Want to try something new with your favorite programming language?🤔 Or you just want to optimize your developing workflow for large Go applications? Then join us for talks from a Google Developer Expert Ellen Körbes, who works with developer relations at Garden. Together we’ll go through two talks about speeding up your workflow⚡ and build a neural network from scratch in Go🤖.
18:45 - 19:00 - Registration
19:00 - 19:15 - Opening
19:15 - 20:00 - Go & Kubernetes Sitting In A Tree
20:00 - 20:15 - Break
20:15 - 21:00 - Learn Neural Networks With Go—Not Math!
21:00 - 21:30 - Networking
Location: Sigma Software Office(Naukova street 7D).
Since the amount of attendees is limited, please say “Yes” only if Go development is applicable for you. 🙏
We are waiting for you 😊
Talk 1: Go & Kubernetes Sitting In A Tree
Developing Go applications for Kubernetes commonly involves a whole lot of manually re-compiling and waiting and pushing and pulling.
In this talk, Ellen Körbes will show you how Garden tackled this issue to achieve the snappiest Go development experience possible, including issues and time sinks such as:
- Juggling dependencies and vendoring and goproxy
- Dealing with huge Docker images
- Does removing debugging information from binaries help?
- When to re-build the container vs. just update files in it?
- Should we recompile locally or in a running container?
...and more. If you're writing Go applications for Kubernetes and looking for a snappier workflow that stays out of your face, this talk's for you.
Talk 2: Learn Neural Networks With Go—Not Math!
Even the most amazing programmers may not have the first clue about math. That makes learning neural networks particularly inaccessible, as an integral part of explaining it relies on mathematical formulas. Ah, the formulas…with all their lines and curves and ancient symbols; they’re just as unintelligible as they are beautiful.
What’s a better way for us to learn it instead? With a language we all speak: code.

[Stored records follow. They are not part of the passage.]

PR #2978, opened 2022-01-18
add GetSingleDrive handler

micbar:
## Description

Add `GET https://ocis.test/graph/v1.0/drives/{driveId}`

## Motivation and Context
Give the clients the possibility to lookup a single space by ID

## How Has This Been Tested?

- added acceptance test for personal space
- added acceptance test for a project space

## Types of changes

- [ ] Technical debt

## Checklist:

- [x] Code changes
- [ ] Unit tests added
- [x] Acceptance tests added

### DIFF
--- a/graph/pkg/service/v0/drives.go
+++ b/graph/pkg/service/v0/drives.go
@@ -7,7 +7,6 @@ import (
 	"math"
 	"net/http"
 	"net/url"
-	"path"
 	"path/filepath"
 	"strconv"
 	"strings"
@@ -56,7 +55,7 @@ func (g Graph) GetDrives(w http.ResponseWriter, r *http.Request) {
 	res, err := g.ListStorageSpacesWithFilters(ctx, filters)
 	switch {
 	case err != nil:
-		g.logger.Error().Err(err).Msg("error sending list storage spaces grpc request")
+		g.logger.Error().Err(err).Msg(ListStorageSpacesTransportErr)
 		errorcode.GeneralException.Render(w, r, http.StatusInternalServerError, err.Error())
 		return
 	case res.Status.Code != cs3rpc.Code_CODE_OK:
@@ -66,7 +65,7 @@ func (g Graph) GetDrives(w http.ResponseWriter, r *http.Request) {
 			render.JSON(w, r, &listResponse{})
 			return
 		}
-		g.logger.Error().Err(err).Msg("error sending list storage spaces grpc request")
+		g.logger.Error().Err(err).Msg(ListStorageSpacesReturnsErr)
 		errorcode.GeneralException.Render(w, r, http.StatusInternalServerError, res.Status.Message)
 		return
 	}
@@ -90,42 +89,42 @@ func (g Graph) GetDrives(w http.ResponseWriter, r *http.Request) {
 
 // GetSingleDrive does a lookup of a single space by spaceId
 func (g Graph) GetSingleDrive(w http.ResponseWriter, r *http.Request) {
-	driveId := chi.URLParam(r, "driveID")
-	if driveId == "" {
+	driveID := chi.URLParam(r, "driveID")
+	if driveID == "" {
 		err := fmt.Errorf("no valid space id retrieved")
 		g.logger.Err(err)
 		errorcode.GeneralException.Render(w, r, http.StatusInternalServerError, err.Error())
 		return
 	}
 
-	g.logger.Info().Str("driveID", driveId).Msg("Calling GetSingleDrive")
+	g.logger.Info().Str("driveID", driveID).Msg("Calling GetSingleDrive")
 	ctx := r.Context()
 
 	var filters []*storageprovider.ListStorageSpacesRequest_Filter
-	filterDriveId := &storageprovider.ListStorageSpacesRequest_Filter{
+	filterDriveID := &storageprovider.ListStorageSpacesRequest_Filter{
 		Type: storageprovider.ListStorageSpacesRequest_Filter_TYPE_ID,
 		Term: &storageprovider.ListStorageSpacesRequest_Filter_Id{
 			Id: &storageprovider.StorageSpaceId{
-				OpaqueId: driveId,
+				OpaqueId: driveID,
 			},
 		},
 	}
-	filters = append(filters, filterDriveId)
+	filters = append(filters, filterDriveID)
 	res, err := g.ListStorageSpacesWithFilters(ctx, filters)
 	switch {
 	case err != nil:
-		g.logger.Error().Err(err).Msg("error sending list storage spaces grpc request")
+		g.logger.Error().Err(err).Msg(ListStorageSpacesTransportErr)
 		errorcode.ServiceNotAvailable.Render(w, r, http.StatusInternalServerError, err.Error())
 		return
 	case res.Status.Code != cs3rpc.Code_CODE_OK:
 		if res.Status.Code == cs3rpc.Code_CODE_NOT_FOUND {
 			// the client is doing a lookup for a specific space, therefore we need to return
 			// not found to the caller
-			g.logger.Error().Str("driveId", driveId).Msg(fmt.Sprintf("space with id `%s` not found", driveId))
-			errorcode.ItemNotFound.Render(w, r, http.StatusNotFound, fmt.Sprintf("space with id `%s` not found", driveId))
+			g.logger.Error().Str("driveID", driveID).Msg(fmt.Sprintf(NoSpaceFoundMessage, driveID))
+			errorcode.ItemNotFound.Render(w, r, http.StatusNotFound, fmt.Sprintf(NoSpaceFoundMessage, driveID))
 			return
 		}
-		g.logger.Error().Err(err).Msg("error sending list storage spaces grpc request")
+		g.logger.Error().Err(err).Msg(ListStorageSpacesReturnsErr)
 		errorcode.GeneralException.Render(w, r, http.StatusInternalServerError, res.Status.Message)
 		return
 	}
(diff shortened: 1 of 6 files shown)


ScharfViktor (approved):
LGTM, approve

graph/pkg/service/v0/drives.go
```diff
@@ -40,57 +40,91 @@ func (g Graph) GetDrives(w http.ResponseWriter, r *http.Request) {
...
+		errorcode.GeneralException.Render(w, r, http.StatusInternalServerError, err.Error())
+		return
 	}
-	value, err := json.Marshal(permissions)
+	// Add the driveId filter to the request query
+	spaceFilterValue := fmt.Sprintf("id eq %s", driveId)
+	query := r.URL.Query()
+	query.Add("$filter", spaceFilterValue)
+	// Parse the request with odata parser
+	odataReq, err := godata.ParseRequest(r.Context(), sanitizedPath, query)
```
C0rby, line 102: I think it would be better to create the filter directly (or write a function which takes the id and returns the filter) instead of creating the odataRequest and then transforming it.

C0rby (changes requested):

graph/pkg/service/v0/drives.go
micbar: hmm. I thought we should use the odata parser and route all filters trough it because we will have combinations of filters in the future. The odata parser will then evaluate the filter syntax for us. IMO that parser can do that for us and we should leverage it.

micbar: adding and modifying filters on different layers at the same time would make the implementation hard to test also.

refs: Using the godata parser was my intention back in the days, since it is [well tested](https://github.com/crestonbunch/godata/blob/303b6c35d5bfd48f9f98761a9ec8db87d54c6caa/filter_parser_test.go). Just understand the cases a filter is malformed and how the library behaves.

graph/pkg/service/v0/drives.go
```diff
@@ -40,57 +40,91 @@ func (g Graph) GetDrives(w http.ResponseWriter, r *http.Request) {
...
 		g.logger.Error().Err(err).Msg("error sending list storage spaces grpc request")
 		errorcode.ServiceNotAvailable.Render(w, r, http.StatusInternalServerError, err.Error())
 		return
 	case res.Status.Code != cs3rpc.Code_CODE_OK:
 		if res.Status.Code == cs3rpc.Code_CODE_NOT_FOUND {
-			// return an empty list
-			render.Status(r, http.StatusOK)
-			render.JSON(w, r, &listResponse{})
+			g.logger.Error().Str("driveId", driveId).Msg("no space found")
+			errorcode.ItemNotFound.Render(w, r, http.StatusNotFound, fmt.Sprintf("no space found with id %s", driveId))
```
refs, line 127:
```suggestion
			errorcode.ItemNotFound.Render(w, r, http.StatusNotFound, fmt.Sprintf("space with id `%s` not found", driveId))
```

graph/pkg/service/v0/drives.go
```diff
@@ -40,57 +40,91 @@ func (g Graph) GetDrives(w http.ResponseWriter, r *http.Request) {
...
 	case err != nil:
 		g.logger.Error().Err(err).Msg("error sending list storage spaces grpc request")
 		errorcode.ServiceNotAvailable.Render(w, r, http.StatusInternalServerError, err.Error())
 		return
 	case res.Status.Code != cs3rpc.Code_CODE_OK:
 		if res.Status.Code == cs3rpc.Code_CODE_NOT_FOUND {
-			// return an empty list
-			render.Status(r, http.StatusOK)
-			render.JSON(w, r, &listResponse{})
+			g.logger.Error().Str("driveId", driveId).Msg("no space found")
```
refs, line 126:
```suggestion
			g.logger.Error().Str("driveId", driveId).Msg(fmt.Sprintf("space with id `%s` not found", driveId))
```

graph/pkg/service/v0/drives.go
C0rby: I get that but in this case you are creating the odata query yourself in line 98. That means you already know what filter you expect and because of that could directly call the function `createSpaceIdFilter` which could also be used by `generateCs3Filters`. This would make it actually simpler to test since you've got smaller units.

graph/pkg/service/v0/drives.go
```diff
@@ -104,15 +138,25 @@ func (g Graph) GetDrives(w http.ResponseWriter, r *http.Request) {
...
+	switch num := len(spaces); {
+	case num == 0:
+		g.logger.Error().Str("driveId", driveId).Msg("no space found")
+		errorcode.ItemNotFound.Render(w, r, http.StatusNotFound, fmt.Sprintf("no space found with id %s", driveId))
+		return
+	case num == 1:
+		render.Status(r, http.StatusOK)
+		render.JSON(w, r, spaces[0])
+	default:
+		g.logger.Error().Int("number", num).Msg("an unexpected number of spaces was found")
```
refs, line 156: this error message is really vague, it tells nothing to the user of what happened or how to interpret it 🤔

graph/pkg/service/v0/drives.go
```diff
@@ -40,57 +40,91 @@ func (g Graph) GetDrives(w http.ResponseWriter, r *http.Request) {
...
+	switch {
+	case err != nil:
+		g.logger.Error().Err(err).Msg("error sending list storage spaces grpc request")
 		errorcode.GeneralException.Render(w, r, http.StatusInternalServerError, err.Error())
 		return
+	case res.Status.Code != cs3rpc.Code_CODE_OK:
+		if res.Status.Code == cs3rpc.Code_CODE_NOT_FOUND {
+			// return an empty list
+			render.Status(r, http.StatusOK)
+			render.JSON(w, r, &listResponse{})
```
refs, line 62: are you aware that this returns a `500`?

```go
func JSON(w http.ResponseWriter, r *http.Request, v interface{}) {
	buf := &bytes.Buffer{}
	enc := json.NewEncoder(buf)
	enc.SetEscapeHTML(true)
	if err := enc.Encode(v); err != nil {
		http.Error(w, err.Error(), http.StatusInternalServerError)
		return
	}
```

https://github.com/go-chi/render/blob/996350ff55de76c0d4a7d5d7e06469031ff93149/responder.go#L93-L100

graph/pkg/service/v0/drives.go
refs: yeah, true, but if we want to adopt the godata parser we might as well use it 🤷. I see it as a "sanitizer" of sorts. In this case this logic can probably be cleaned up a bit. Also now I take another read at it it is a bit fishy that we're appending `id eq ${driveID}` to the request itself.

Seeing this holistically there is no need for an odataRequest, since the driveID is already in the url:

```
r.Route("/{driveID}", func(r chi.Router) {
						r.Patch("/", svc.UpdateDrive)
						r.Get("/", svc.GetSingleDrive)
					})
```

in `{driveID}`. I would use the parser when there is actually a query string in the url, and .... parse it. But for this endpoint I think it is not necessary and @C0rby is right.

refs (changes requested):

graph/pkg/service/v0/drives.go
micbar: Also right. BUT

We will have odata queries on that endpoint too like $select and $expand. My idea was to create the full query before we hand it over to the odata parser because we cannot assume that this filter is the only possible query part.

micbar: We will have a $select for the etag very soon. Because returning the etag would require to do an additional stat request. Therefore we want to let the client decide if he needs it or not.

refs: but having a filter on id and an endpoint is redundant and prone to errors! you can get the case the query is different than the endpoint id. Not here because you're hard-coding it, but you're opening the floodgates.

micbar: I think you misunderstood me. You cannot predict how users will use filters and queries on that endpoint.

graph/pkg/service/v0/drives.go
micbar: This is no user facing error. It is just a log message. How would you phrase it? It is pretty unlikely that this will happen at all.

graph/pkg/service/v0/drives.go
micbar: yes, that was already present but i will refactor it. I is just a NotFound on the GraphAPI

graph/pkg/service/v0/drives.go
refs: let me put an example:

`GET [...]/graph/v1.0/drives/1059deca-7917-11ec-88a2-6fd277313577?$filter=id eq '821e8880-7917-11ec-bddd-530fc783a68f'`

Which query is more valid there? As per your code, the `{driveID}` and not the query string. My argument is that there is no need for filtering here at all, since you're only requesting a single resource. Filters are required when you, well, want to limit the result set.

refs: https://www.odata.org/documentation/odata-version-3-0/url-conventions/

section 4.1 of that document should shed some light. See how there are no filters on single entities, because it doesn't make sense. You don't have a set to reduce, you either have one, or not.

micbar: ok, see my updated code. I create the filter directly. select and expand will use the odata parser.

C0rby (approved):

refs (approved):

graph/pkg/service/v0/drives.go
```diff
@@ -113,6 +87,75 @@ func (g Graph) GetDrives(w http.ResponseWriter, r *http.Request) {
...
+	var filters []*storageprovider.ListStorageSpacesRequest_Filter
+	filterDriveID := &storageprovider.ListStorageSpacesRequest_Filter{
+		Type: storageprovider.ListStorageSpacesRequest_Filter_TYPE_ID,
+		Term: &storageprovider.ListStorageSpacesRequest_Filter_Id{
+			Id: &storageprovider.StorageSpaceId{
+				OpaqueId: driveID,
+			},
+		},
+	}
+	filters = append(filters, filterDriveID)
```
refs, line 112:
```suggestion
	filters := []*storageprovider.ListStorageSpacesRequest_Filter{
		{
			Type: storageprovider.ListStorageSpacesRequest_Filter_TYPE_ID,
			Term: &storageprovider.ListStorageSpacesRequest_Filter_Id{
				Id: &storageprovider.StorageSpaceId{
					OpaqueId: driveID,
				},
			},
		},
	}
```

refs (changes requested):

refs (approved):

Ellen Körbes dives into every component required to write a neural network from scratch, like network structure, activation functions, forward propagation, gradient descent, and backpropagation. But you’ll look at them as a programmer: defining what you’re trying to achieve, then writing an implementation for it. And you’ll do it using only Go code—no specialized libraries like TensorFlow and PyTorch required. So if you ever wanted to really understand how a neural network works but thought it to be out of your reach because of the math, this is for you. Code, not math! Algorithms, not logarithms!